Роман о реально существующей научной теории, о ее носителе и событиях происходящих благодаря неординарному мышлению героев произведения. Многие происшествия взяты из жизни и списаны с существующих людей.
Маленькие, трогательные истории, наполненные светом, теплом и легкой грустью. Они разбудят память о твоем бессмертии, заставят достать крылья из старого сундука, стряхнуть с них пыль и взмыть навстречу свежему ветру, счастью и мечтам.
Известный украинский писатель Владимир Дрозд — автор многих прозаических книг на современную тему. В романах «Катастрофа» и «Спектакль» писатель обращается к судьбе творческого человека, предающего себя, пренебрегающего вечными нравственными ценностями ради внешнего успеха. Соединение сатирического и трагического начала, присущее мироощущению писателя, наиболее ярко проявилось в романе «Катастрофа».
Сборник посвящен памяти Александра Павловича Чудакова (1938–2005) – литературоведа, писателя, более всего известного книгами о Чехове и романом «Ложится мгла на старые ступени» (премия «Русский Букер десятилетия», 2011). После внезапной гибели Александра Павловича осталась его мемуарная проза, дневники, записи разговоров с великими филологами, книга стихов, которую он составил для друзей и близких, – они вошли в первую часть настоящей книги вместе с биографией А. П. Чудакова, написанной М. О. Чудаковой и И. Е. Гитович.

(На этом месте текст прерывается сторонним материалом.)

PR #117, opened 2026-08-23
docs: correct OpenAI vision request count

### LINKED ISSUE #73: Docs: OpenAI vision how-to miscounts API requests and its snippet drops `version=`
The OpenAI vision how-to miscounts the example's API requests, and its snippet
omits the explicit `version=` that the same page recommends.

### The request count is wrong

`docs/how-to/call-openai-vision.md:94-98` says the example makes one model
request per episode. The example ships two checks, and each check makes its own
`client.responses.create` call:

- `describe_activity` at `examples/openai_vision/pipeline.py:42-76`
- `hand_visibility` at `examples/openai_vision/pipeline.py:79-119`

An episode therefore makes one request per check, or two requests for the
shipped example. The `fps=0.5` and `max_tiles=12` values in the same paragraph
are correct.

### The snippet omits `version=`

The snippet at `docs/how-to/call-openai-vision.md:67` uses
`@app.check(uses="vision")`. The corresponding example at
`examples/openai_vision/pipeline.py:42` passes
`version="responses-contact-sheet-v1"`. The prose at
`docs/how-to/call-openai-vision.md:96-98` also tells you to version a step when
external model configuration cannot be hashed from the function.

Add an explicit `version=` to the snippet. Keeping `uses="vision"` instead of
introducing the example's alias constant is fine.

## Pattern to copy

Copy the decorator shape from `examples/openai_vision/pipeline.py:42` and keep
the concise explanatory style of the surrounding how-to.

## Definition of done

- The request-count paragraph says one request per check and two per episode
  for the shipped example.
- The snippet passes an explicit `version=`.
- The existing frame sampling and tile-cap values remain unchanged.

## Validation

```bash
```

promiseeuler:
## Summary

While reviewing the current OpenAI vision how-to against its runnable example, I found two documentation mismatches. This change:

- adds the example’s explicit `version="responses-contact-sheet-v1"` to the guide’s decorator;
- clarifies that the shipped example makes one model request per check, or two per episode, while retaining the documented 0.5 FPS sampling and 12-tile cap.

## Why

The runnable example has two checks and each independently calls `client.responses.create`. Describing that as one request per episode understates API usage, while omitting `version=` conflicts with the guide’s advice to version external model configuration.

Fixes #73.

## Validation

- `git diff --check` — passed
- Repository `lychee --no-progress --include-fragments ...` command — 260 total links, 257 OK, 3 expected exclusions, 0 errors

В книге рассказывается история главного героя, который сталкивается с различными проблемами и препятствиями на протяжении всего своего путешествия. По пути он встречает множество второстепенных персонажей, которые играют важные роли в истории. Благодаря опыту главного героя книга исследует такие темы, как любовь, потеря, надежда и стойкость. По мере того, как главный герой преодолевает свои трудности, он усваивает ценные уроки жизни и растет как личность.
В книге рассказывается история главного героя, который сталкивается с различными проблемами и препятствиями на протяжении всего своего путешествия. По пути он встречает множество второстепенных персонажей, которые играют важные роли в истории. Благодаря опыту главного героя книга исследует такие темы, как любовь, потеря, надежда и стойкость. По мере того, как главный герой преодолевает свои трудности, он усваивает ценные уроки жизни и растет как личность.